* SUPPLIED MATERIAL:
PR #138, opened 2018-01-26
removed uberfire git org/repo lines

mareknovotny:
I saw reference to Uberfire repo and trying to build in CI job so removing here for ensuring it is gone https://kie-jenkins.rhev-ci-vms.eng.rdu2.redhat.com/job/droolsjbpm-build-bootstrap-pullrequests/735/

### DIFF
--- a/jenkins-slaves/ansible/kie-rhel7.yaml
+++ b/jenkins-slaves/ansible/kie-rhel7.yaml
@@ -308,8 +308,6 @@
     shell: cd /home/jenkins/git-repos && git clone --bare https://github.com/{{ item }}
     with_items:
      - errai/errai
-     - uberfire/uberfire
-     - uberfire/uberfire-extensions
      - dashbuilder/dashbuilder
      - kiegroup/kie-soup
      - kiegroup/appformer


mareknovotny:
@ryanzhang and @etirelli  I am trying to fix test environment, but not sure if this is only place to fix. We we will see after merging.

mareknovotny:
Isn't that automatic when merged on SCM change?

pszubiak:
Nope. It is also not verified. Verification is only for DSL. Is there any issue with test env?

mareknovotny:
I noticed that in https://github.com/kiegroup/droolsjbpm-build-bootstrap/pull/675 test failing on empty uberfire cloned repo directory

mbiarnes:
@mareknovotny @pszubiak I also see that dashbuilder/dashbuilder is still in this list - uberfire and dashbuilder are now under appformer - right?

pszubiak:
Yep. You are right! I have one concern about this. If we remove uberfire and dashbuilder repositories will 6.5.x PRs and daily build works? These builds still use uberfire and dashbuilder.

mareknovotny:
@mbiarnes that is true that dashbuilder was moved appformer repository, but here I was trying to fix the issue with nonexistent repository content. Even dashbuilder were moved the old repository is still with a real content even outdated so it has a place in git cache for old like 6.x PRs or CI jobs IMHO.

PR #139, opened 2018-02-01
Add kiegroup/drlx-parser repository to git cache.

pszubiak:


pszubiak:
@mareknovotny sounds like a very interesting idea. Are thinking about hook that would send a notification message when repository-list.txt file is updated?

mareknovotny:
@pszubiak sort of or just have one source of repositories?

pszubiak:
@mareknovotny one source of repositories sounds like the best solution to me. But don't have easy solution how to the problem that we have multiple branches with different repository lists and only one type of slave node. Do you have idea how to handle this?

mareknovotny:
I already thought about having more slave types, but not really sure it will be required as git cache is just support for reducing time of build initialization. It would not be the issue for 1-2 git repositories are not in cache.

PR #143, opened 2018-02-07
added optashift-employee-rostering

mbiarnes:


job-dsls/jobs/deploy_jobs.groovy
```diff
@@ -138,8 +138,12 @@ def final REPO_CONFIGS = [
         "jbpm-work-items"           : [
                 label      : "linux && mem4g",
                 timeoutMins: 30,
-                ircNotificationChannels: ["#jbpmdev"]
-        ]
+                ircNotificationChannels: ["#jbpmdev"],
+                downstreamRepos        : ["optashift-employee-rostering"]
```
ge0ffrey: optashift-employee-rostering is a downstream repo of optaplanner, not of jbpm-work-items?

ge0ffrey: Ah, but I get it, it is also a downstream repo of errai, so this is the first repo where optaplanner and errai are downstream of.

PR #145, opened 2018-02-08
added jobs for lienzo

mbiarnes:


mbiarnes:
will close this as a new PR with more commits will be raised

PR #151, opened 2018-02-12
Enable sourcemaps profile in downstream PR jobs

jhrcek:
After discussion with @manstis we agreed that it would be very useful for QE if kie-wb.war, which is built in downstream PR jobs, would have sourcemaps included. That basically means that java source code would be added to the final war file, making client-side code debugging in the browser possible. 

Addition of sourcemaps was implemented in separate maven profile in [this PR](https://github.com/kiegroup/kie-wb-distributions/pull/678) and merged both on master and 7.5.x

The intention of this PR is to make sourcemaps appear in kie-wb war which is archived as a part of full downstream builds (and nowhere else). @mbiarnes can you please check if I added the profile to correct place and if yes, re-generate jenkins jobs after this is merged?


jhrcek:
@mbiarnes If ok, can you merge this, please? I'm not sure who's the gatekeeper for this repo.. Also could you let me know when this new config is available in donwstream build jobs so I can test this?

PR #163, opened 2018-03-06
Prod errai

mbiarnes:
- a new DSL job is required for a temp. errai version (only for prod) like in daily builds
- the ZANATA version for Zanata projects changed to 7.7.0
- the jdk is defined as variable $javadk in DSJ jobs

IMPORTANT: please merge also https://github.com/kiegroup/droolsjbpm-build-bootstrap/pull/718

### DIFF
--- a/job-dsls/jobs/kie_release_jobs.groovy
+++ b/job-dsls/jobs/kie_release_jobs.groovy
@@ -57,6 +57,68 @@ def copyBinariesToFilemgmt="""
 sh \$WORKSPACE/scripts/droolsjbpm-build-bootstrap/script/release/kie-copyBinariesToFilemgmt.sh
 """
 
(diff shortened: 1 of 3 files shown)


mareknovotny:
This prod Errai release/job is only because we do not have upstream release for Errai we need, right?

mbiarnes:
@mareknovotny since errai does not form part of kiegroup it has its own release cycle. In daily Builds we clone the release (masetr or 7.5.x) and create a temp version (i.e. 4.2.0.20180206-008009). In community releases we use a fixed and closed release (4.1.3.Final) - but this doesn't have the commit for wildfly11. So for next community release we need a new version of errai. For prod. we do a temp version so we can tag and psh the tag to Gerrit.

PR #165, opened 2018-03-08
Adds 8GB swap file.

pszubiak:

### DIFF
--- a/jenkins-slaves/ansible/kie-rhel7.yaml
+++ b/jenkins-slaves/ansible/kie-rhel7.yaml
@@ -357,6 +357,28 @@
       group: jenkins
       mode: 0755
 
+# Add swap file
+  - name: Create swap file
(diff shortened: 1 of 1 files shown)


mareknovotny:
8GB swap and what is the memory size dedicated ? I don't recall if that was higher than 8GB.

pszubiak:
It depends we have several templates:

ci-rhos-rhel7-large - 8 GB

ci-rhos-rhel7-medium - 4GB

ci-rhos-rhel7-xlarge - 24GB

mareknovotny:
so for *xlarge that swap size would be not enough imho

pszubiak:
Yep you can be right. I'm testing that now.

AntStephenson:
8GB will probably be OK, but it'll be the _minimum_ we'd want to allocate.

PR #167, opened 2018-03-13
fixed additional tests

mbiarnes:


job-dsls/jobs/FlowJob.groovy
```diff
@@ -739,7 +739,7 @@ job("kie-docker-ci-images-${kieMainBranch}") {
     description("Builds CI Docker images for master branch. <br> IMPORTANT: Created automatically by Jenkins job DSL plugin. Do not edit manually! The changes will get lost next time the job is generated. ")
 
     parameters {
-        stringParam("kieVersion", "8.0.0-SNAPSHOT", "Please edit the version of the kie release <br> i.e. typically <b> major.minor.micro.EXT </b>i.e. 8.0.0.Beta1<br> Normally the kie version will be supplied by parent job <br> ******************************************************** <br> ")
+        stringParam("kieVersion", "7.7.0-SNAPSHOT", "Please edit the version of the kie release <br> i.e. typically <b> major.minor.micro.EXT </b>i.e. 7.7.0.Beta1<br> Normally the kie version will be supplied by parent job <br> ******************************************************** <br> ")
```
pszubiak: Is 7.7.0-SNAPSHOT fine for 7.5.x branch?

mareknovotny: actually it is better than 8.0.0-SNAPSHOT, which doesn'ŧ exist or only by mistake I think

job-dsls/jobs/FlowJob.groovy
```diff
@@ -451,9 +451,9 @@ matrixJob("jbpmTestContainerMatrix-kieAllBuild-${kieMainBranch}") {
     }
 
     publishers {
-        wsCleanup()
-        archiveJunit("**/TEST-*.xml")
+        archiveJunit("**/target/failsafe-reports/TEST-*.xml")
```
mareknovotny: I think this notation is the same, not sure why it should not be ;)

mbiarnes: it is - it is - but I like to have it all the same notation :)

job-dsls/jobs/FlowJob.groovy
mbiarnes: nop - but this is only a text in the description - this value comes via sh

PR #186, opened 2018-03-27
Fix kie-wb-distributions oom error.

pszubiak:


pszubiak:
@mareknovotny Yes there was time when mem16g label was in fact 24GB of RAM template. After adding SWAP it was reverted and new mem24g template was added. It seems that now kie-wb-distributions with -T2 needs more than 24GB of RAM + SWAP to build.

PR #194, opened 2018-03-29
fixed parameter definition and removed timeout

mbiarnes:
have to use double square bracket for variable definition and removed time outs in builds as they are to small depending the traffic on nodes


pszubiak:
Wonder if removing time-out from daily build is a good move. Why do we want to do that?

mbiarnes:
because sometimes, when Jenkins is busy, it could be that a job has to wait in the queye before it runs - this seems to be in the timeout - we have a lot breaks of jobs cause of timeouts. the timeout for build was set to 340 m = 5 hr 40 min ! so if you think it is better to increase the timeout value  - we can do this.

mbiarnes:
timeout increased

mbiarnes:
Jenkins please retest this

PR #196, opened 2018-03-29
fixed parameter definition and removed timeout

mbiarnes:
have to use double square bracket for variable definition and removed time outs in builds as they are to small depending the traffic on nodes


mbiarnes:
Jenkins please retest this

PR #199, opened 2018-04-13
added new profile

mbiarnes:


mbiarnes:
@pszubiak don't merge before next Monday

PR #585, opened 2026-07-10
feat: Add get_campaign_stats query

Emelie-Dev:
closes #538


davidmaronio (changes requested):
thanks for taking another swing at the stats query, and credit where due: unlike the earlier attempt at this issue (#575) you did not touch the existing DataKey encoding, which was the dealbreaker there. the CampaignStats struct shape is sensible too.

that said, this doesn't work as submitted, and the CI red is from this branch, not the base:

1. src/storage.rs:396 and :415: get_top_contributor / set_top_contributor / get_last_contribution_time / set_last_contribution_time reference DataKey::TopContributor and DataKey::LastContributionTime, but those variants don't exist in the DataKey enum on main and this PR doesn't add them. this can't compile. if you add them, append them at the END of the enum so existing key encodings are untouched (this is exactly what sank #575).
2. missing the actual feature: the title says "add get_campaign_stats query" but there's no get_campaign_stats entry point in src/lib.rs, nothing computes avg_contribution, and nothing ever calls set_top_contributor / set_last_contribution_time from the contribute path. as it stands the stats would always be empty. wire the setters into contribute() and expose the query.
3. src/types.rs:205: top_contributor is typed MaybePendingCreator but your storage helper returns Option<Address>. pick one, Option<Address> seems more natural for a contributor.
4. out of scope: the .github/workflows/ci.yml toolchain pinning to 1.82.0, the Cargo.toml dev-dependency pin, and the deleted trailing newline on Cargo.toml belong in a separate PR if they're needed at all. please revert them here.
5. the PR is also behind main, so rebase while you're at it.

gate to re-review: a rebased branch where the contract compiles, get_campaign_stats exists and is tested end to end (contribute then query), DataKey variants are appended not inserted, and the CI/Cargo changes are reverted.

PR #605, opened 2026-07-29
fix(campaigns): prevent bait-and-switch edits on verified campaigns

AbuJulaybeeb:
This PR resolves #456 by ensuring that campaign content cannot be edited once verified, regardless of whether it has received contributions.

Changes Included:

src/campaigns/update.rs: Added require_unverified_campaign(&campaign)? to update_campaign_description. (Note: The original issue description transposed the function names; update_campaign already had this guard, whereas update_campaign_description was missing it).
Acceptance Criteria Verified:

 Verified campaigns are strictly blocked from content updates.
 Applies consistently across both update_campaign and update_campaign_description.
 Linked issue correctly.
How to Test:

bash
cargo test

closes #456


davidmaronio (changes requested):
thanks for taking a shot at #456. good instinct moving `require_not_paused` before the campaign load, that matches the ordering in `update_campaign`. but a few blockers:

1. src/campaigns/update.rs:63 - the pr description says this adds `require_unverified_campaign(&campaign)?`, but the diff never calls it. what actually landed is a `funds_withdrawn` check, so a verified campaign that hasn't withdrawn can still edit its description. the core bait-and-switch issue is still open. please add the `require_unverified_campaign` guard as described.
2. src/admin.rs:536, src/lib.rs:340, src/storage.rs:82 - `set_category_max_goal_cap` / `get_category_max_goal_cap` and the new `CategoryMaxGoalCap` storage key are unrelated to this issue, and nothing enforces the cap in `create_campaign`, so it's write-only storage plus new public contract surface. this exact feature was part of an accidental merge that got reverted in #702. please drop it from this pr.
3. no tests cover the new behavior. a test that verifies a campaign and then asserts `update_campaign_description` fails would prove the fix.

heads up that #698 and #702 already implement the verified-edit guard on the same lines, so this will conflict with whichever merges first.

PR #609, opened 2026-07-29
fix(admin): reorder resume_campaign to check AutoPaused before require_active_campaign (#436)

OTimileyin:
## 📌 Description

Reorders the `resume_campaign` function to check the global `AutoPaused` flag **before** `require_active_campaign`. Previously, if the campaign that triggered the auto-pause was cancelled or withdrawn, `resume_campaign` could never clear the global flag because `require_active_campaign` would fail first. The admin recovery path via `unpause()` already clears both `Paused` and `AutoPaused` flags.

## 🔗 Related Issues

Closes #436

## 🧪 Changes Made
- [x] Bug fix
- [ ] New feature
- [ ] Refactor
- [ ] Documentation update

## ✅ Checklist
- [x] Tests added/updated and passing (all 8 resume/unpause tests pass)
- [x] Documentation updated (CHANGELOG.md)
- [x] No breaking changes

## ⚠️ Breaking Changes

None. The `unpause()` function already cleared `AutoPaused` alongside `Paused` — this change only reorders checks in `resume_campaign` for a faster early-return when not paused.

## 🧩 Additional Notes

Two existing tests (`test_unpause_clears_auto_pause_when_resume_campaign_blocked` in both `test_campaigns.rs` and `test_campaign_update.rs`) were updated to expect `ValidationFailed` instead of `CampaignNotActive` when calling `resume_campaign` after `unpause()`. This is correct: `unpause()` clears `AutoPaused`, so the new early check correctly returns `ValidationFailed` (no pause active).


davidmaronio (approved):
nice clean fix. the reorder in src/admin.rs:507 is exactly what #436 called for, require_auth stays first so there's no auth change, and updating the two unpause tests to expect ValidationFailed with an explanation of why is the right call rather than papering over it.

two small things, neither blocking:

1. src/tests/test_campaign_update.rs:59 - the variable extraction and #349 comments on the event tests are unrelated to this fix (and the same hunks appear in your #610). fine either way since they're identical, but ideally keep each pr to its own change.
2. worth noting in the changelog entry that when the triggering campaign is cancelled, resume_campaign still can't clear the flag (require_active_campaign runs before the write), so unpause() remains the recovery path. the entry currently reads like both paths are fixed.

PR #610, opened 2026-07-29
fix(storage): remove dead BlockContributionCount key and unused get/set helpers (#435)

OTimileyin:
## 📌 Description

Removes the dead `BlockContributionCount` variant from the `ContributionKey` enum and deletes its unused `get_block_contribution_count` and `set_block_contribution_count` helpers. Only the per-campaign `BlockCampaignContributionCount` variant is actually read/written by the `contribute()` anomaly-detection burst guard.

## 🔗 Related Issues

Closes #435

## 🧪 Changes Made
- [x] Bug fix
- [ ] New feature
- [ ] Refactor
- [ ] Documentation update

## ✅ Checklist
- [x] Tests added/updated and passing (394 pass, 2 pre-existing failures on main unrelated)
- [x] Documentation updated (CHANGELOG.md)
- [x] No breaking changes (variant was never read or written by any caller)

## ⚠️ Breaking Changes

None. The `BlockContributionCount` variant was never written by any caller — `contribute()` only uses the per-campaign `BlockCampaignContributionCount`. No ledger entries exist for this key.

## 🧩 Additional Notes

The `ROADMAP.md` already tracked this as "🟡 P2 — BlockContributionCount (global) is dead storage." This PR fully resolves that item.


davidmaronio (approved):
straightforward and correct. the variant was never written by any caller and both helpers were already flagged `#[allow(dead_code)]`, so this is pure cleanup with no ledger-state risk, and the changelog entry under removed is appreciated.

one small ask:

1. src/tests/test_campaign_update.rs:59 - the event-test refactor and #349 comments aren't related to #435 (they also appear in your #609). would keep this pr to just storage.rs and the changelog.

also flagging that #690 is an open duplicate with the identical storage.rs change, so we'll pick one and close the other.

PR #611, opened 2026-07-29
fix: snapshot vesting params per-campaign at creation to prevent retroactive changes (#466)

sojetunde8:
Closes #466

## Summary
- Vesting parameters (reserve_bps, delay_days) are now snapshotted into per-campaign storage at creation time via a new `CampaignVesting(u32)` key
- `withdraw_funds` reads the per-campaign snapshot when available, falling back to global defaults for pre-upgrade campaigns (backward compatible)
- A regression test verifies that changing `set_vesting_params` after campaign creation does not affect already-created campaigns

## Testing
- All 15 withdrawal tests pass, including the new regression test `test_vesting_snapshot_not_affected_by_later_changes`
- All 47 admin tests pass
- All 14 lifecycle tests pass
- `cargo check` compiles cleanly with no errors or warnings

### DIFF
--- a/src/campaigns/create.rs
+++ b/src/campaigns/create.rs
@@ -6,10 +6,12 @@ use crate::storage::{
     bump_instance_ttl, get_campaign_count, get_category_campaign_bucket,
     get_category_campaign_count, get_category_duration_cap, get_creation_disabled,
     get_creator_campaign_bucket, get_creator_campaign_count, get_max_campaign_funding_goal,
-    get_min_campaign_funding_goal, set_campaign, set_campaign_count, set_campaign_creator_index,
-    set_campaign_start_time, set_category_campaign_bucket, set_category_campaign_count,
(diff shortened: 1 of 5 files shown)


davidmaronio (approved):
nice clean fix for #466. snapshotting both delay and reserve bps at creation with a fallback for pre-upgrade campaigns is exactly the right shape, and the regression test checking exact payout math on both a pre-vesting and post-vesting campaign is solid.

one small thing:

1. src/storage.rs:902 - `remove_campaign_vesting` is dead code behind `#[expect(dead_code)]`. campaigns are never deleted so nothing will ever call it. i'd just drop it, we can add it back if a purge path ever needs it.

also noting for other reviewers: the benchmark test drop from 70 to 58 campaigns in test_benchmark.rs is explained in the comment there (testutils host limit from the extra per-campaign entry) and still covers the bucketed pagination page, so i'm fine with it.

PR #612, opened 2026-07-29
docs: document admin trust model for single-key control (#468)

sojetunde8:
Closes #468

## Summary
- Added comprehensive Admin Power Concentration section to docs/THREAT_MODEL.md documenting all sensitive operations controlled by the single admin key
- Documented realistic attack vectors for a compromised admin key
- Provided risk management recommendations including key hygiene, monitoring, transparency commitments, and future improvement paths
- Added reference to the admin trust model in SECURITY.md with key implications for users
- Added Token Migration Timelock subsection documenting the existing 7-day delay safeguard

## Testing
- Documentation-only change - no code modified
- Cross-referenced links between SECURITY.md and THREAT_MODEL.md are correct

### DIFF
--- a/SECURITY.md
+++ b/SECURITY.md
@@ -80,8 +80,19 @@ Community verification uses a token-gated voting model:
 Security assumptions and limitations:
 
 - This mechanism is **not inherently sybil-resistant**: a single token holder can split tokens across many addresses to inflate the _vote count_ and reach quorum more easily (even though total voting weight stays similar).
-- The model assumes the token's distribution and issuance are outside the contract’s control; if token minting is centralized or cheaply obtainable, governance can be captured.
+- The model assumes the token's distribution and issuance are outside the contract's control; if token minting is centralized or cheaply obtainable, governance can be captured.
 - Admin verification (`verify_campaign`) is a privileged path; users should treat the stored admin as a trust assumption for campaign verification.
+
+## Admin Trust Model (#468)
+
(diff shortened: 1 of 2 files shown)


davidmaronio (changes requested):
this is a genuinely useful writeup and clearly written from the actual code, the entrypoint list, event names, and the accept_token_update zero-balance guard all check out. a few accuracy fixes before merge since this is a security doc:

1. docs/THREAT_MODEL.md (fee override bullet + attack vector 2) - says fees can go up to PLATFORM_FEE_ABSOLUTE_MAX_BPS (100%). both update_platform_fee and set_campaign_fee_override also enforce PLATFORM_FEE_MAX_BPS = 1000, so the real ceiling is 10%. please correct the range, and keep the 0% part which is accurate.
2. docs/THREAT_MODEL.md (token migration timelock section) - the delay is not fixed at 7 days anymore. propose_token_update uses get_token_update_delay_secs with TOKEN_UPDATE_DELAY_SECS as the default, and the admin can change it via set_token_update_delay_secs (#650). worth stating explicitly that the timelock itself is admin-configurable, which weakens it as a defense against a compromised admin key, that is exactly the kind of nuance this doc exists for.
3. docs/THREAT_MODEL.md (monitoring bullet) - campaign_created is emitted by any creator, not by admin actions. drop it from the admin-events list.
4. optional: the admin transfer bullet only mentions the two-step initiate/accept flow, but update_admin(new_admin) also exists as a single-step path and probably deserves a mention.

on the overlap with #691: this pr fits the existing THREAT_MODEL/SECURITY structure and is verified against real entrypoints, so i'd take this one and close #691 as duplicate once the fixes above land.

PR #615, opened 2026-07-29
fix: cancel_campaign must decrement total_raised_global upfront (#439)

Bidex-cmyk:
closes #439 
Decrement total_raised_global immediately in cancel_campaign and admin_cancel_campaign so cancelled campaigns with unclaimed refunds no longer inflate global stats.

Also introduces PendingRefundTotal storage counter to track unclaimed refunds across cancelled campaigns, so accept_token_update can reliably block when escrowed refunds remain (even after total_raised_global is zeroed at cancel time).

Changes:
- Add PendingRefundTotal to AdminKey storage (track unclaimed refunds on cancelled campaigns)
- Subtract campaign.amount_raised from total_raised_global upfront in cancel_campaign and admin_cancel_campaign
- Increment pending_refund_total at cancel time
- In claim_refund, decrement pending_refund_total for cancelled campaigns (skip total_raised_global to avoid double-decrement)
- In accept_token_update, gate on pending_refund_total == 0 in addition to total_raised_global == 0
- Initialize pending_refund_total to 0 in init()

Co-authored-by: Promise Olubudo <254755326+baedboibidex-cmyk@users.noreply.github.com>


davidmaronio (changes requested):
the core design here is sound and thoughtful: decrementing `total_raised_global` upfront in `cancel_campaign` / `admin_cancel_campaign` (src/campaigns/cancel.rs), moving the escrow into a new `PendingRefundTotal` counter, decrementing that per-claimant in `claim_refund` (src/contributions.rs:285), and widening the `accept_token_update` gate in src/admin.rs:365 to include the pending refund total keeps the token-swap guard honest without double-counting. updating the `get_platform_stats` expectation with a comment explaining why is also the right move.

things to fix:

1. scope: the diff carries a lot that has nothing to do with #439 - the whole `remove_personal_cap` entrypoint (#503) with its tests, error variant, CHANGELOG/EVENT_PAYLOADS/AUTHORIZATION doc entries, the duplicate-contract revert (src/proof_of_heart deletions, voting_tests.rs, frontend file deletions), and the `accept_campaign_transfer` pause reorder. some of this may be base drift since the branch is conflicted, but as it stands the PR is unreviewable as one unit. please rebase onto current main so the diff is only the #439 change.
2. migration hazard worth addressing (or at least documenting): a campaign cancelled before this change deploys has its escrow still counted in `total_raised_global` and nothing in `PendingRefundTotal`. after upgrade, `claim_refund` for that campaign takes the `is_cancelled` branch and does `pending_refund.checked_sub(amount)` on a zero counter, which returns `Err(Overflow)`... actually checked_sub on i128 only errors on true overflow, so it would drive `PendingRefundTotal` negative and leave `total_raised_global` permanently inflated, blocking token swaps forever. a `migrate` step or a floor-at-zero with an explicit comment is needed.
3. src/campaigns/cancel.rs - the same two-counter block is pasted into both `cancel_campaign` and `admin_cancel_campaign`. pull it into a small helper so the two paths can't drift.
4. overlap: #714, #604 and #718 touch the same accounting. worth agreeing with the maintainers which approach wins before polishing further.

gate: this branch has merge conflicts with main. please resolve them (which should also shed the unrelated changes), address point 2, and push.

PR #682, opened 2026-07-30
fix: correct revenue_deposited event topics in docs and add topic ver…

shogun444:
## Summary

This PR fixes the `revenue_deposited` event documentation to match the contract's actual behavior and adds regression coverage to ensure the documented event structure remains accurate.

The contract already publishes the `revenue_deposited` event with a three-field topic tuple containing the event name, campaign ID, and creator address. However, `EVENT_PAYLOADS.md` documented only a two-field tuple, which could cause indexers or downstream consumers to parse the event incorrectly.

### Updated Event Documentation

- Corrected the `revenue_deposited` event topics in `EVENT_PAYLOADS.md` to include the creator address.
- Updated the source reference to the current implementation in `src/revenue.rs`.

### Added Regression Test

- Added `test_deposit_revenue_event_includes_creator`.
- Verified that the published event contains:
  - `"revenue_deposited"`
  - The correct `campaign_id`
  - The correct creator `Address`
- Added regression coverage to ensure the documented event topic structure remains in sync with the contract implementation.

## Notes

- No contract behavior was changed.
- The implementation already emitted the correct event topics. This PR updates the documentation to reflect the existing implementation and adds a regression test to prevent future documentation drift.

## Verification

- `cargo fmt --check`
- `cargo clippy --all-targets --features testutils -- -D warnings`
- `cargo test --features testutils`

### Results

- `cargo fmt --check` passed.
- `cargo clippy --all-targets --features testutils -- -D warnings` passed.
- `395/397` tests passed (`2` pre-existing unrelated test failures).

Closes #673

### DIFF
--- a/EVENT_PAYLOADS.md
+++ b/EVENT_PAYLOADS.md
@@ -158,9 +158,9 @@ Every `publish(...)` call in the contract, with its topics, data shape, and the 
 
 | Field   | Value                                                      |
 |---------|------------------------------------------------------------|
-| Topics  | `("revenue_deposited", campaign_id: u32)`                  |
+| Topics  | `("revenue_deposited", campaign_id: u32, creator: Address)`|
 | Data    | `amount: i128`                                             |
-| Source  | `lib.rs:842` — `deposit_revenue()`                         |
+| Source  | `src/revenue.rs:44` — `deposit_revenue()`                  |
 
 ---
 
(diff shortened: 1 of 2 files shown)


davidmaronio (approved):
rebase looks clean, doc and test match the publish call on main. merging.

* WHAT TO WORK ON:
Check every line above for the string "employee" and copy those that have it.

* EXERCISE ANSWER:
added optashift-employee-rostering
+                downstreamRepos        : ["optashift-employee-rostering"]
ge0ffrey: optashift-employee-rostering is a downstream repo of optaplanner, not of jbpm-work-items?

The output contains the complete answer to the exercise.